1. In line 102-103, we know that MPS I could be classified as Hurler, Hurler-Scheie and Scheie according to the location of IDUA mutation. Could you tell us that whether the different location of mutation could influence the results of your experiments ?

Results

1. Why did you choose EXOSC9, RPL23, SRSF10 and NOTCH3 for your experiments?

RESPONSE:

These genes code for proteins involved in the regulation of expression of many other genes at various stages. This is indicated in lines 234-235.
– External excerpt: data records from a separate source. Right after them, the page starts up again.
PR #253, opened 2017-10-04
Feature/acas cmpd inv support

jmcneil86043:


modules/CmpdReg/src/client/custom/configuration.json
```diff
@@ -35,8 +35,9 @@
 	    "useExactMass": true,
 		"useProjectRolesToRestrictLotDetails": false,
 		"showTareWeight": false,
-		"showTotalAmountStored": false,
+		"showTotalAmoundStored": false,
```
bffrost: We don't need to reintroduce this spelling error. I have already fixed it both here and in the code that references it.

PR #271, opened 2017-10-11
Added line to hide Add Ls Role button after save comes back Fixes #270

### LINKED ISSUE #270: Label Sequence GUI should hide the Add LsRole button on save

bffrost:


bffrost:
Fixes #270

PR #509, opened 2017-09-13
[SOLVED] null default from user_id

victorcastro:
I added two codes for resolve default "user_id" from user field UUID


taylorotwell:
Formatting is wrong and no clear description of what this fixes / allows, etc.

PR #523, opened 2017-09-21
Fixed exception when returning a download response using CreateFreshApiToken middleware

### LINKED ISSUE #489: [4.0] Call to undefined method "withCookie"
Hello,

Laravel: 5.5
Passport: 4.0

Problem:
```
(1/1) FatalThrowableErrorCall to undefined method Symfony\Component\HttpFoundation\BinaryFileResponse::withCookie()
--
in CreateFreshApiToken.php (line 51)
```

I switch from 3.0 to 4.0 and now I have the problem.

I use in my ImageController directly ```BinaryFileResponse``` (resp. Intervention/image)  but this does not have the method "withCookie".

This change is the problem: https://github.com/laravel/passport/commit/df5ddb28318a6ffac2cb0c96fc30e045afa2f9b9#diff-21f5bd46f0aa959bdc94060671ea5b18L92

I think we should add ```$response instanceof Response``` again.

doctorallen:
Fixes #489 where returning a BinaryFileResponse would cause an exception to be thrown.

### DIFF
--- a/src/Http/Middleware/CreateFreshApiToken.php
+++ b/src/Http/Middleware/CreateFreshApiToken.php
@@ -3,6 +3,7 @@
 namespace Laravel\Passport\Http\Middleware;
 
 use Closure;
+use Illuminate\Http\Response;
 use Laravel\Passport\Passport;
 use Laravel\Passport\ApiTokenCookieFactory;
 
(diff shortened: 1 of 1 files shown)


iraklisg:
@doctorallen @taylorotwell the `Call to undefined method "withCookie" ` error referenced in #489 is still present in `laravel/passport@4.0.2`, despite the merged commit :cry: . Am I missing something ?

=> Could you supply references for this statement ?

Author Response

REVIEWER’S COMMENT:

In line 102-103, we know that MPS I could be classified as Hurler, Hurler-Scheie and Scheie according to the location of IDUA mutation. Could you tell us that whether the different location of mutation could influence the results of your experiments ?

RESPONSE:

The problem indicated by the reviewer had been addressed, and it is described in the revised manuscript as follows (lines 104-106): “such a genotype, with two non-sense mutations, implicates the severe clinical subtype, MPS I-H, called Hurler syndrome, thus the obtained results should be considered specific for this subtype which is the most frequent one.”

REVIEWER’S COMMENT:

These genes code for proteins involved in the regulation of expression of many other genes at various stages. This is indicated in lines 234-235.

=> Could you supply references for this statement ?

RESPONSE:

Appropriate references are provided in the revised manuscript (lines 242-245).